[Opening MATERIAL FOR THIS TASK section]
PR #440, opened 2022-01-24
Allocate directive new tests

spophale:
New 5.0 and 5.1 allocate tests. 
5.0 host test tested with LLVM. Device version not supported by GCC or LLVM.
5.1 feature not supported by LLVM trunk.

### DIFF
--- a/tests/5.0/allocate/test_allocate.c
+++ b/tests/5.0/allocate/test_allocate.c
@@ -1,0 +1,47 @@
+//===----------------- test_allocate.c ------------------------------------===//
+//
+// OpenMP API Version 5.0 Nov 2018
+//
+// Tests the allocate directive. A variable 'x' is allocated using 
+// the omp_alloc call. If no clause is specified then the memory allocator s
+// pecified by the def-allocator-var ICV will be used. The tests 
+// checks that the values were written correctly, and then frees the memory.
+//
+//===----------------------------------------------------------------------===//
+
+#include <omp.h>
+#include <stdio.h>
+#include <stdlib.h>
+#include "ompvv.h"
+
+#define N 1024
+
+int test_allocate() {
+  int errors = 0;
+  int* x;
+
+#pragma omp allocate(x) 
+  x = (int *) omp_alloc(N*sizeof(int), omp_null_allocator);
+
+#pragma omp parallel for 
+  for (int i = 0; i < N; i++) {
+    x[i] = i;
+  }
+
+  for (int i = 0; i < N; i++) {
+    OMPVV_TEST_AND_SET_VERBOSE(errors, x[i] != i);
+  }
+
+  omp_free(x,omp_default_mem_alloc);
+
+  return errors;
+}
+
+int main() {
+
+  int errors = 0;
+
+  OMPVV_TEST_AND_SET_VERBOSE(errors, test_allocate() != 0);
+
+  OMPVV_REPORT_AND_RETURN(errors);
+}
--- a/tests/5.0/allocate/test_allocate.c
+++ b/tests/5.0/allocate/test_allocate.c
@@ -21,7 +21,6 @@ int test_allocate() {
   int* x;
 
 #pragma omp allocate(x) 
-  x = (int *) omp_alloc(N*sizeof(int), omp_null_allocator);
 
 #pragma omp parallel for 
   for (int i = 0; i < N; i++) {
@@ -32,7 +31,6 @@ int test_allocate() {
     OMPVV_TEST_AND_SET_VERBOSE(errors, x[i] != i);
   }
 
-  omp_free(x,omp_default_mem_alloc);
 
   return errors;
 }
--- a/tests/5.0/allocate/test_allocate.c
+++ b/tests/5.0/allocate/test_allocate.c
@@ -18,7 +18,7 @@
 
 int test_allocate() {
   int errors = 0;
-  int* x;
+  int x[N];
 
 #pragma omp allocate(x) 
 
--- a/tests/5.0/allocate/test_allocate_on_device.c
+++ b/tests/5.0/allocate/test_allocate_on_device.c
@@ -7,7 +7,9 @@
 // According to the spec omp_alloc invocations that appear in target regions 
 // must not pass omp_null_allocator as the allocator argument, which must be 
 // a constant expression that evaluates to one of the predefined memory allocator 
-// values. The test checks that the values were written correctly, and then frees the memory.
+// values. Predefined allocators appearing in a uses_allocators clause cannot 
+// have traits specified. The test checks that the values were written correctly, 
+// and then frees the memory.
 //
 //===----------------------------------------------------------------------===//
 
@@ -22,7 +24,7 @@ int test_allocate_on_device() {
 
   int A[N], errors = 0;
 
-#pragma omp target map(tofrom: errors, A)
+#pragma omp target map(tofrom: errors, A) uses_allocators(omp_default_mem_alloc)
   {
    int* x;
    #pragma omp allocate(x) allocator(omp_default_mem_alloc)
--- a/tests/5.0/allocate/test_allocate_on_device.c
+++ b/tests/5.0/allocate/test_allocate_on_device.c
@@ -1,0 +1,55 @@
+//===----------------- test_allocate_on_device.c ------------------------------------===//
+//
+// OpenMP API Version 5.0 Nov 2018
+//
+// Tests the allocate directive with allocator clause in the target region.
+// A variable 'x' is allocated using and omp_default_mem_alloc allocator. 
+// According to the spec omp_alloc invocations that appear in target regions 
+// must not pass omp_null_allocator as the allocator argument, which must be 
+// a constant expression that evaluates to one of the predefined memory allocator 
+// values. The test checks that the values were written correctly, and then frees the memory.
+//
+//===----------------------------------------------------------------------===//
+
+#include <omp.h>
+#include <stdio.h>
+#include <stdlib.h>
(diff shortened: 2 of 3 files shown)


tests/5.0/allocate/test_allocate_on_device.c
```diff
@@ -0,0 +1,57 @@
...
+#define N 1024
+
+int test_allocate_on_device() {
+
+  int A[N], errors = 0;
+
+#pragma omp target map(tofrom: errors, A) uses_allocators(omp_default_mem_alloc)
+  {
+   int* x;
+   #pragma omp allocate(x) allocator(omp_default_mem_alloc)
```
tmh97, line 30: Should thing allocator be defined outside of the target region and then presented to the uses_allocators clause as an _allocator_

tests/5.1/allocate/test_allocate_allocator_align.c
```diff
@@ -0,0 +1,54 @@
+//===------ test_allocate_allocator_align.c ------------------------------------===//
+//
+// OpenMP API Version 5.1 Nov 2020
+//
+// Tests the allocate directive with allocator and align clause.
+// The declarative allocator statement uses the omp_default_mem_alloc handle
+// for default memory allocation for "x", aligned to 64-byte alignment via the 
+// align clause. Parallel region checks that 64-byte alignment is correct 
+// and that the memory can be written to in and the values
```
tmh97, line 9: This test passes on latest clang, present message about loop not vectorized

tests/5.0/allocate/test_allocate_on_device.c
```diff
@@ -0,0 +1,57 @@
+//===----------------- test_allocate_on_device.c ------------------------------------===//
+//
+// OpenMP API Version 5.0 Nov 2018
+//
+// Tests the allocate directive with allocator clause in the target region.
+// A variable 'x' is allocated using and omp_default_mem_alloc allocator.
```
tmh97, line 6: This test fails with latest llvm trunk on summit due to 
`nvlink error   : Undefined reference to 'omp_alloc' in '/tmp/test_allocate_on_device-0fac84.cubin'
nvlink error   : Undefined reference to 'omp_free' in '/tmp/test_allocate_on_device-0fac84.cubin'`

tests/5.0/allocate/test_allocate.c
```diff
@@ -0,0 +1,47 @@
...
+#include "ompvv.h"
+
+#define N 1024
+
+int test_allocate() {
+  int errors = 0;
+  int* x;
+
+#pragma omp allocate(x) 
+  x = (int *) omp_alloc(N*sizeof(int), omp_null_allocator);
```
tob2, line 24: I think I don't understand this example. I do understand:
* `int *x; x = (int*) omp_alloc( .... );` — This allocates explicitly with a routine call, which has to be freed by the user (→ omp_free).
* `int A[10], *y; #pragma omp allocate(A, y)` – This allocates the memory - and it is automatically freed at the end of the scope of the variable [directive and variable are in the same scope]. (Though, I am not 100% sure about the 'y' semantic; I think it allocates a scalar pointer - but I might be wrong. All examples I saw for the 'allocate' directive use constant arrays [but ↓].)

In any case, I fail to understand why there is the `allocate` directive _and_ an `omp_alloc` for the same variable.

I think the only exception where the `omp allocate` does not stand on its own is for Fortran with allocatables/pointers, for which the directive line is followed by a Fortran ALLOCATE statement. But to avoid semantic overloading – and also to avoid issues in the compiler about whether the directive belongs to the declaration or execution part, the later was changed by introducing the new `allocators` construct in OpenMP 5.2 (and deprecating the `allocate` directive for this purpose, only).

_Disclaimer: I might have misunderstood the OpenMP specification._

BTW: GCC: _'omp allocate' support exists as patch but it is not yet in GCC 12.  However, calling `omp_alloc` in GCC in target regions is fine. (I think since GCC 11, but I have not checked.)_

tob2: Side note part two: GCC – additional minor comments regarding GCC's implementation status:
* `uses_allocators` on `target` is not supported, but `requires dynamic_allocators` is fulfilled (also in GCC 11; but since GCC 12 it is accepted by turning into a no op). – Thus, the omp_alloc etc. should work since GCC 11 (also in `target`). But GCC will choke on the `uses_allocators`
* GCC _does_ support the `allocate` clause as in `omp task private(a) allocate(a)` for C/C++ since GCC 11. And since GCC 12, it should support it also for Fortran and also OpenMP 5.1's `allocate (allocator (h), align (8): n2)` in C/C++.
  _I don't know whether you already have a testcase for the `allocate` clause or not._

spophale: @tob2  This is a 5.0 test. Allocate directive just declares the access traits required, while omp_alloc is where the allocation happens. I agree, allocate followed by omp_alloc for the same mem space might be an overkill (though completely legal). For the on device test, I am going to do the variation with the stack allocate (and that passes with LLVM, not checked with GCC yet). 
For my information, in the GCC implementation, if a regular malloc is used after the allocate directive, does it get intercepted to by omp runtime to verify the access traits of the memory and allocate memory accordingly?

seyonglee: @spophale In my understanding, Allocate directive in C/C++ is a stand-alone directive, not associated with a statement. Therefore, actual memory allocation happens in the Allocate directive, which means that this example has duplicated allocations for the same variable, which is an overkill but still legal.

spophale: Aah, I see. From the language- "the storage for each list item that appears in the directive will be provided by an allocation through a memory allocator" it was not very clear to me that the allocation happens via the allocate directive or we need to use an explicit **memory allocator**. It makes sense that allocate provides the memory.

spophale: Thanks @tob2 and @seyonglee !

tests/5.0/allocate/test_allocate.c
```diff
@@ -21,7 +21,6 @@ int test_allocate() {
   int* x;
 
 #pragma omp allocate(x) 
-  x = (int *) omp_alloc(N*sizeof(int), omp_null_allocator);
```
tob2: If you want to access x[0] to x[N], I think you either need `int x[N];` (C array) with `#pragma omp allocate(x)` — or you have to be content that only the pointer gets allocated (`*x`), which does not have room for `N` elements — or you still use `omp_alloc`/`omp_delete` with a pointer.

tests/5.0/allocate/test_allocate.c
tob2: > Allocate directive just declares the access traits required, while ... is where the allocation happens.

That's actually the case — but only for ALLOCATABLE/POINTER variables in Fortran:
```F90
!$omp allocate allocator(my_alloc)  ! this usage is deprecated - and replaced by the 'allocators' construct in OpenMP 5.1
allocate (x(N))   ! uses the Fortran allocate statement.
```

tests/5.0/allocate/test_allocate.c
seyonglee: @tob2 I agree too; in my previous comment, the overkill means that the pointer variable is allocated twice: one in "int *x" and the other in "#pragma omp allocate(x)", but no memory allocation occurs for the data to be pointed by the pointer variable. Another way to allocate data to be pointed by the pointer variable is to use an array section as an argument to the allocate directive ("#pragma amp allocate(x[0:N])").

tob2: @seyonglee :
> Another way to allocate data to be pointed by the pointer variable is to use an array section as an argument to the allocate directive ("#pragma amp allocate(x[0:N])").

I am not quite sure whether that's permitted or not. The current wording is (here for OpenMP 5.2):

"6.5 allocate Directive" - "Arguments" - "list = list of variable list item type"

With "A variable list item is a variable or an array section." – But for something that does has not been allocated yet, "array section" does not make sense (especially not: "The array section must be a subset of the original array." to quote from "3.2.5 Array Sections") .

_I have now filled an OpenMP Spec Issue for this (Issue 3232, not publicly visible)_

tob2: Bronis pointed out (in that Issue 3232) that "Array Sections" [OpenMP 5.2, p. 66, line 9]) has: “An array section can appear only in clauses for which it is explicitly allowed.”

Thus, "#pragma amp allocate(x[0:N])") is invalid.

seyonglee: @tob2 thank you for this clarification. 
I think that I have misunderstood the purpose of the "allocate" directive; so the purpose of the "allocate" directive is to allocate the corresponding "device memory" for the existing host data available on the host memory? Please correct me if there is anything wrong.

spophale: Thanks @tob2 and @seyonglee for the discussion! This is exactly why we write these tests! :) 
So, in summary, the correct way to go about the allocate directive is:
1) int x[N];
    #pragma omp allocate (x) allocator (any_allocator)
OR for dynamic allocation:
2) int *x;
     #pragma omp allocate (x) allocator (any_allocator)
     x = (int *) omp_alloc(N*sizeof(int), same_any_allocator); //the spec does not mention "same" but that makes sense.
    
I will make sure all these cases are covered in the tests.

seyonglee: Thanks @tob2 @spophale; now I have better understanding on the "allocate" directive.

tmh97 (approved):
looks-good-to-go

nolanbaker31 (approved):
lgtm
[Closing MATERIAL FOR THIS TASK section]
__WHAT YOU NEED TO DO__
Copy out each line of the material in which the word "explicitly" turns up.

__TASK ANSWER__
* `int *x; x = (int*) omp_alloc( .... );` — This allocates explicitly with a routine call, which has to be freed by the user (→ omp_free).
tob2: Bronis pointed out (in that Issue 3232) that "Array Sections" [OpenMP 5.2, p. 66, line 9]) has: “An array section can appear only in clauses for which it is explicitly allowed.”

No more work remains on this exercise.